How to Retire Early: Is Taking Early Retirement an Option for You?

The chance to retire early will appeal to most, but early retirement is not to be entered into lightly. Having a guaranteed income and enough funds in reserve are the obvious foundations for retiring early, but there is much more to think about before you give up work.

Tim Leonard Last updated on 08 September 2021.
How to Retire Early: Is Taking Early Retirement an Option for You?

For many people, early retirement is the dream scenario. All the time you spend at work could be spent with your family and friends, and on your hobbies and interests.

Can you retire early, should you retire early, and what does taking early retirement involve? Read on to find out more.

What is early retirement?

Early retirement can mean different things to different people. Some may consider giving up work a year or two before reaching state pension age as having retired early. For others, early retirement will mean work takes a backseat long before they reach their 60s.

Neither is right or wrong, and you don’t necessarily need to give up work entirely to retire early either. Some may take a phased retirement, by reducing their hours or taking a part-time job, for instance. But if you do retire early, it’s likely that working will be something you choose to do rather than have to do.

Can I retire early?

The key to retiring early is being able to afford it. Your finances need to be in good enough shape to support you for the rest of your life should you never work again.

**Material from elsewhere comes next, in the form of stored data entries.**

PR #1444, opened 2020-11-02
Single event notebook

jaegeral:


notebooks/add_a_single_event_to_a_sketch.ipynb
```diff
@@ -0,0 +1,187 @@
...
+  },
+  "cells": [
+    {
+      "cell_type": "markdown",
+      "metadata": {
+        "id": "view-in-github",
+        "colab_type": "text"
+      },
+      "source": [
+        "<a href=\"https://colab.research.google.com/github/google/timesketch/blob/master/notebooks/Timesketch_add_a_single_event_to_a_sketch.ipynb\" target=\"_parent\"><img src=\"https://colab.research.google.com/assets/colab-badge.svg\" alt=\"Open In Colab\"/></a>"
```
kiddinn, line 23: this link is incorrect, since the notebook is not Timesketch_add_a_single_event_to_a_sketch.ipynb

so 
s/Timesketch_add_a_single_event_to_a_sketch.ipynb/add_a_single_event_to_a_sketch.ipynb

notebooks/add_a_single_event_to_a_sketch.ipynb
```diff
@@ -0,0 +1,187 @@
...
+      "cell_type": "code",
+      "metadata": {
+        "id": "ZoKUE_mbwOyy"
+      },
+      "source": [
+        "# @title Install dependencies\n",
+        "# @markdown Only execute if not already installed and running a cloud runtime\n",
+        "!pip install -q timesketch_api_client\n",
+        "!pip install -q vt-py\n",
+        "!pip install -q nest_asyncio"
```
kiddinn, line 46: why are these required? That is the vt-py and nest_asyncio???

also can you hide teh code in the forms?

notebooks/add_a_single_event_to_a_sketch.ipynb
```diff
@@ -0,0 +1,187 @@
...
+    {
+      "cell_type": "code",
+      "metadata": {
+        "id": "_En91RhFQ5l8"
+      },
+      "source": [
+        "# @title Sketch Configuration\n",
+        "# @markdown Set the sketch ID for the rest of the notebook\n",
+        "\n",
+        "Sketch_id = 7193 #@param {type:\"integer\"}"
```
kiddinn, line 78: can yo make this default parameter 1, something that is more likely to exist?

notebooks/add_a_single_event_to_a_sketch.ipynb
```diff
@@ -0,0 +1,187 @@
...
+      "execution_count": null,
+      "outputs": []
+    },
+    {
+      "cell_type": "code",
+      "metadata": {
+        "id": "uO7KPHOrNh4_"
+      },
+      "source": [
+        "sketch = ts.get_sketch(Sketch_id)"
```
kiddinn, line 101: why not combine these two in a single cell, that is get_client and get_sketch

kiddinn: I'm also missing all the instructions in `get_client`, if people are running this for the first time, or use the cloud colab kernel they will not have a config already set, so they 'll need to enter some data to get information, probably better to include some instructions

kiddinn (changes requested):
few comments

notebooks/add_a_single_event_to_a_sketch.ipynb
jaegeral: done

notebooks/add_a_single_event_to_a_sketch.ipynb
jaegeral: combined it into one cell. 

For the "more description" I am not 100 % sure I would agree here, so if we think the data requested when prompted is not enough, I opt we provide more info when get prompted instead of adding more explanation in every call we make to that function.

What do you think?

kiddinn: well, pros and cons... ATM people are confused what to answer when prompted with `auth_mode`... 

I agree that there should be more explanations here, might need to add that, at least for these most common options.
but in this case here, since this is not using the demo server I'm fine with this as is for now...

kiddinn (approved):
LGTM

This is often called being ‘financially independent’, and means you are confident that your future expected income and current savings – whether in the form of savings, pensions or investments – are sufficient to cover everything you’ll need to pay for going forward.

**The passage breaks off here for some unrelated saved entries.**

PR #1445, opened 2020-11-02
APIClient doc link to Colab notebooks

jaegeral:
There was a remaining TODO in the APIclient doc to link to a Notebook (that imho existed) so I fixed that, as well as link to the general notebook folder in the TImesketch repo.


kiddinn (approved):
LGTM

PR #1447, opened 2020-11-03
Few updates to the MUS2019 CTF Colab notebook

kiddinn:
The colab does not fully work, but at least I fixed few issues/bugs with it, that needed to be updated after new plaso versions and new TS API versions.


obsidianforensics (approved):

obsidianforensics (approved):
LGTM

» MORE: What to know and consider about pensions

Achieving financial independence to retire early

Financial independence isn’t just for the super-wealthy, but it does mean having enough money to live on comfortably without working.

As a result, to be in a position to retire early, you will usually have:

  • paid off all or most of your mortgage
  • little or no outstanding debt on credit cards or loans
  • a guaranteed income, usually through a pension, to cover everyday living expenses
  • an emergency savings fund to cover any unexpected bills
  • other savings and investments to spend during your retirement

Early retirement planning tips

Most people will strive to reach these goals over the course of their working lifetime, so doing so in a shorter period can be difficult.

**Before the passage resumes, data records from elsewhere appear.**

PR #1452, opened 2020-11-04
Analyzer feature extract

lprat:
Hi,

I added option for improve extract.
Exemple, if you want extract multi ip from field (field contains 3, 4 IP address), you should keep all result in list format or text...

4 news options:
  - overwrite_store_as (boolean default: True)
    - Can be used if you don't want overwrite field if exist (set to False) 
  - overwrite_and_merge_store_as (boolean default: False)
    - Can be used if you want overwrite field and merge the existing value (set to True) 
  - store_type_list (boolean default: False)
    - Can be used if you want to store result in List type
  - keep_multimatch (boolean default: False)
    - Can be used if you want to keep multi result extracted from regex (ex: multi IP extracted)

I will create new PR for IP extract (in features.yaml).

Thank


kiddinn:
Hi, thank you for the PR. Could you start by fixingn the linter issues?

```
importer_client/python/timesketch_import_client timesketch
************* Module timesketch.lib.analyzers.feature_extraction
timesketch/lib/analyzers/feature_extraction.py:108:0: C0301: Line too long (97/80) (line-too-long)
timesketch/lib/analyzers/feature_extraction.py:124:0: C0301: Line too long (85/80) (line-too-long)
timesketch/lib/analyzers/feature_extraction.py:199:0: C0301: Line too long (88/80) (line-too-long)
timesketch/lib/analyzers/feature_extraction.py:242:34: C0326: Exactly one space required after comma
        return_fields = [attribute,store_as]
                                  ^ (bad-whitespace)
timesketch/lib/analyzers/feature_extraction.py:285:0: C0301: Line too long (95/80) (line-too-long)
timesketch/lib/analyzers/feature_extraction.py:292:34: C0326: Exactly one space required around assignment
                        resultList=[]
                                  ^ (bad-whitespace)
timesketch/lib/analyzers/feature_extraction.py:298:0: C0301: Line too long (93/80) (line-too-long)
timesketch/lib/analyzers/feature_extraction.py:302:0: C0301: Line too long (95/80) (line-too-long)
ERROR: InvocationError for command /timesketch/.tox/pylint/bin/pylint --rcfile=.pylintrc api_client/python/timesketch_api_client importer_client/python/timesketch_import_client timesketch (exited with code 16)
___________________________________ summary ____________________________________
```

data/features.yaml
```diff
@@ -14,6 +14,10 @@
 #       tags: []
 #       create_view: False
 #       aggregate: False
+#       overwrite_store_as: True
+#       overwrite_and_merge_store_as: False
+#       store_type_list: False
+#       keep_multimatch: False
```
kiddinn, line 20: can you explain a bit what these mean in the comment section (see other fields and their explanations below in the file)

timesketch/lib/analyzers/feature_extraction.py
```diff
@@ -229,7 +265,43 @@ def extract_feature(self, name, config):
                 continue
 
             event_counter += 1
-            event.add_attributes({store_as: result[0]})
+            #verify if store_as exist
```
kiddinn, line 268: this comment serves no purpose, let's get rid of it

timesketch/lib/analyzers/feature_extraction.py
```diff
@@ -229,7 +265,43 @@ def extract_feature(self, name, config):
...
+            if store_type and not overwrite_store_as:
+                continue
+            if isinstance(store_type, six.text_type):
+                store_type_list = False
+            elif isinstance(store_type, (list, tuple)):
+                store_type_list = True
+            if store_type_list:
+                if keep_multimatch:
+                    if store_type and overwrite_and_merge_store_as:
+                        #don't add duplicate value
```
kiddinn, line 279: same with this comment

timesketch/lib/analyzers/feature_extraction.py
```diff
@@ -229,7 +265,43 @@ def extract_feature(self, name, config):
...
+                        resultList = list(set(store_type) | set(result))
```
kiddinn, line 280: we use snake case for variables, so this should be `result_list`

timesketch/lib/analyzers/feature_extraction.py
```diff
@@ -229,7 +265,43 @@ def extract_feature(self, name, config):
...
+                        event.add_attributes({store_as: resultList})
+                    else:
+                        event.add_attributes({store_as: result})
+                else:
+                    if overwrite_and_merge_store_as and store_type and result[0] in store_type:
+                        continue
+                    event.add_attributes({store_as: [result[0]]})
+            else:
+                if keep_multimatch:
+                    #TODO: add option to choice join char
```
kiddinn, line 290: keep a space between # and the TODO

also can you further elaborate on what the todo is about?

kiddinn (changes requested):
brief overview, I'll do a deeper review once linter issues and these have been fixed

timesketch/lib/analyzers/feature_extraction.py
lprat: I removed, it was for change join char by option:
```
event.add_attributes({store_as: ','.join(result)})
```

timesketch/lib/analyzers/feature_extraction.py
lprat: ok

kiddinn:
(for future references, when you are ready for another round, please click the circle next to my name in the review pane, that will let me know that the PR is again ready for a review round)

Screen Shot 2020-11-05 at 15 13 04

but I'll go ahead and review the change now

timesketch/lib/analyzers/feature_extraction.py
```diff
@@ -161,6 +193,11 @@ def extract_feature(self, name, config):
         query = config.get('query_string')
         query_dsl = config.get('query_dsl')
         attribute = config.get('attribute')
+        store_type_list = config.get('store_type_list', False)
+        keep_multimatch = config.get('keep_multimatch', False)
+        overwrite_store_as = config.get('overwrite_store_as', True)
+        overwrite_and_merge_store_as = \
```
kiddinn, line 199: don't use \

rather do

```
overwrite_and_merge_store_as = config.get(
    'overwrite_and_merge_store_as', False)
```

This is more consistent with the rest of the codebase

timesketch/lib/analyzers/feature_extraction.py
```diff
@@ -229,7 +266,46 @@ def extract_feature(self, name, config):
                 continue
 
             event_counter += 1
-            event.add_attributes({store_as: result[0]})
+            store_type = event.source.get(store_as)
```
kiddinn, line 269: I would say that this is not a `store_type` but rather the original value... 

so rather say

`old_value = eve....store_as)` or `current_value = ....` or something more descriptive here.

timesketch/lib/analyzers/feature_extraction.py
```diff
@@ -229,7 +266,46 @@ def extract_feature(self, name, config):
...
+            if store_type and not overwrite_store_as:
+                continue
+            if isinstance(store_type, six.text_type):
+                store_type_list = False
+            elif isinstance(store_type, (list, tuple)):
+                store_type_list = True
+            if store_type_list:
```
kiddinn, line 276: here you are starting to wade into the land of too much indentation and I would opt for you to create a new function

```
def _get_attribute_value(current_value, new_value, .....): 
....
```
(better to have this function at the module level, not at the class level, or have it at the class level and decorate it as a static method, since you don't need `self` and this is going to be potentially called quite a few times, so better to attempt to speed things up at the same time as you are making it more readable)

and then call it like this:

```
if store_type_list:
  attribute_value = self._get_attribute_value(current_value, result, .....
else:
  attribute_value = result[0]

event.add_attributes({store_as: attribute_value})
```

That way you are not mixing together the changes to the event and figuring out what the attribute it (separation of concerns) and you are not using up too much indentation that makes the code hard to read.

kiddinn: you can also make it much easier in many ways by returning early if certain conditions are met.

timesketch/lib/analyzers/feature_extraction.py
```diff
@@ -229,7 +266,46 @@ def extract_feature(self, name, config):
...
+                if keep_multimatch:
+                    if store_type and overwrite_and_merge_store_as:
+                        result_list = list(set(store_type) | set(result))
+                        event.add_attributes({store_as: result_list})
+                    else:
+                        event.add_attributes({store_as: result})
+                else:
+                    if overwrite_and_merge_store_as and \
```
kiddinn, line 284: again, don't use \ to divide between lines

here if you use the function you can a) save a lot of indentation and b) return early to avoid all this

kiddinn (changes requested):
few comments here, one fairly large that will make you change some of structure of teh change here. but I think it will make the code easier to read.

timesketch/lib/analyzers/feature_extraction.py
```diff
@@ -146,6 +178,57 @@ def run(self):
...
         return ', '.join(return_strings)
 
+    @staticmethod
+    def _get_attribute_value(
+            current_val,
+            extracted_value,
+            keep_multi,
+            merge_values,
+            type_list):
+        """Return value to store.
```
kiddinn, line 188:
```
Returns the attribute value as it should be stored.
```

and then a <nit>one empty line after the doc string before Args section</nit>

timesketch/lib/analyzers/feature_extraction.py
```diff
@@ -146,6 +178,57 @@ def run(self):
...
+        Args:
+            current_val: current value of store_as.
+            extracted_value: values matched from regexp (type list).
+            keep_multi: choise if you keep all match from regex (type boolean).
+            merge_values: choise if you merge value from extracted
+                 and current (type boolean).
+            type_list: choise if you store values in list type(type boolean).
+        Returns:
```
kiddinn, line 196: <nit>
one empty line before Returns section
</nit>

timesketch/lib/analyzers/feature_extraction.py
```diff
@@ -146,6 +178,57 @@ def run(self):
...
+                if keep_multi:
+                    new_value = list(set(current_val) | set(extracted_value))
+                elif extracted_value[0] not in current_val:
+                    new_value = current_val + [extracted_value[0]]
+            else:
+                if keep_multi:
+                    new_value = extracted_value
+                else:
+                    new_value = [extracted_value[0]]
+        else:
```
kiddinn, line 215: this else is not needed... you can do
```
if type_list:
  # do things here
  return new_value

# then continue here and thus skip the else statement
```

timesketch/lib/analyzers/feature_extraction.py
```diff
@@ -146,6 +178,57 @@ def run(self):
...
+        Returns:
+            Value to store
+        """
+        new_value = None
+        if not current_val:
+            merge_values = False
+        if len(extracted_value) == 1:
+            keep_multi = False
+        if type_list:
+            if merge_values:
```
kiddinn, line 205: I would opt here

```
if merge_values and keep_multi:
    return list(set(current_val) | ....

if merge_values and extracted_value[0] not in current_val:
  current_val.append(extracted_value[0])
  return current_val

```

kiddinn: that is, this code has a lot of if ... if else... if ... if elif ... and deep in.. .where you can save a lot of that by returning early and then skipping the else


also can you add unit tests for this function? Test it with few scenarios to make sure it is working as expected.

timesketch/lib/analyzers/feature_extraction.py
```diff
@@ -146,6 +178,57 @@ def run(self):
...
+                    new_value = extracted_value
+                else:
+                    new_value = [extracted_value[0]]
+        else:
+            if merge_values:
+                if keep_multi:
+                    add_list = []
+                    for elem_match in extracted_value:
+                        if elem_match not in current_val:
+                            add_list.append(elem_match)
```
kiddinn, line 221: ok, so two things... if current_val is a comma separated string you can do:

```
current_list = [x.strip() fox x in current_val.split(',')]
new_set = set(current_list.extend(extracted_value))
return ','.join(list(new_set))
```

but if you just want to add this after the fact like you are doing here you can also do

```
extended_list = [x for x in extracted_value if x not in current_val]
extended_string = ','.join(extended_list)
return f'{current_val},{extended_string}'
```

since you are just extending teh list with the values that are not there

timesketch/lib/analyzers/feature_extraction.py
```diff
@@ -146,6 +178,57 @@ def run(self):
...
+                    new_value = current_val + ',' + ','.join(add_list)
+                elif extracted_value[0] not in current_val:
+                    new_value = current_val + ',' + extracted_value[0]
```
kiddinn, line 224: agin here you can do

```
if extracted_value[0] in current_val:
  return current_val

return f'{current_val},{extracted_value[0]}'
```

timesketch/lib/analyzers/feature_extraction.py
```diff
@@ -146,6 +178,57 @@ def run(self):
...
+            else:
+                if keep_multi:
+                    new_value = ','.join(extracted_value)
+                else:
+                    new_value = extracted_value[0]
```
kiddinn, line 229: again here...

```
if keep_multi:
  return ','.join(extracted_value)

return extracted_value[0]
```

etc,

kiddinn (changes requested):
ok, much better, now just to fix the new function and we should be good to go, and add some unit test to it, to make sure it is working as intended.

timesketch/lib/analyzers/feature_extraction.py
```diff
@@ -146,6 +178,54 @@ def run(self):
...
+            if merge_values:
+                if extracted_value[0] not in current_val:
+                    current_val.append(extracted_value[0])
+                return sorted(current_val)
+            if keep_multi:
+                return sorted(extracted_value)
+            return [extracted_value[0]]
+        if merge_values and keep_multi:
+            extended_list = [x for x in extracted_value if not re.match(
+                f"(^|[^0-9a-zA-Z]){x}([^0-9a-zA-Z]|$)", current_val)
```
kiddinn, line 217: I would opt to compile this RE

```
self._re_something_appropriate = re.compile(r'(......
```
and then here iuse

```
.... value if not self._re_whatever_name.match(current_val)
```

timesketch/lib/analyzers/feature_extraction_test.py
```diff
@@ -65,3 +69,125 @@ def test_config(self):
...
+
+    # Mock the Elasticsearch datastore.
+    @mock.patch(
+        'timesketch.lib.analyzers.interface.ElasticsearchDataStore',
+        MockDataStore)
+    def test_get_attribute_value(self):
+        """Test function _get_attribute_value()."""
+        analyzer = feature_extraction.FeatureExtractionSketchPlugin(
+            'test_index', 1)
+        #list, merge, multi
```
kiddinn, line 81: comment adds no value

timesketch/lib/analyzers/feature_extraction_test.py
```diff
@@ -65,3 +69,125 @@ def test_config(self):
...
+        current_val = ['hello']
+        extracted_value = ['hello']
+        # pylint: disable=protected-access
+        new_val = analyzer._get_attribute_value(
+            current_val,
+            extracted_value,
+            True,
```
kiddinn, line 88: to be more explicit and make it easier to read teh test can you rather do

```
new_val = analyzer._get_....(
    current_val=current_val,
    extracted_value=extracted_value,
    keep_multi=True,
    merge_values=True,
    type_list=True)

```

that way it will be easier to read the test

kiddinn (commented):
only minor comments, otherwise looks good.

timesketch/lib/analyzers/feature_extraction.py
lprat: Ok use split ',' instead of regexp

kiddinn (approved):
LGTM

A great deal of effort, discipline and sacrifice is generally needed to stand a chance of retiring early, but as the rise of initiatives such as the Financial Independence, Retire Early (FIRE) movement show, there is no shortage of people willing to give it their best shot.

FIRE suggests a number of approaches to try to achieve your early retirement goals, but some general tips to consider include:

Paying off your mortgage

A mortgage is probably the biggest financial commitment you will make, so paying it off early can make a huge difference financially.

Overpaying on a mortgage won’t be the right choice for everyone, and early repayment charges must be considered too. However, clear your mortgage ahead of time and suddenly your monthly outgoings will be much smaller, and your disposable income much bigger.

» MORE: How to pay off your mortgage early

Clearing your debts

Paying off loans and credit cards should be a priority even if you don’t have your eye on retiring early. Making sure you pay at least the minimum required each month is key to avoiding penalty fees and harm to your credit score. Paying back more will help you get out of debt faster.

A balance transfer card can also be used to switch existing credit card debt and give you a period of time to try to clear what you owe without accumulating more interest.

» COMPARE: 0% balance transfer credit cards

Build your savings and investments

Making sure you have easily accessible funds to cover unexpected expenses is essential if you want to retire early. You’ll also need other savings and investments to pay for the hobbies and holidays that retirement should allow you to enjoy.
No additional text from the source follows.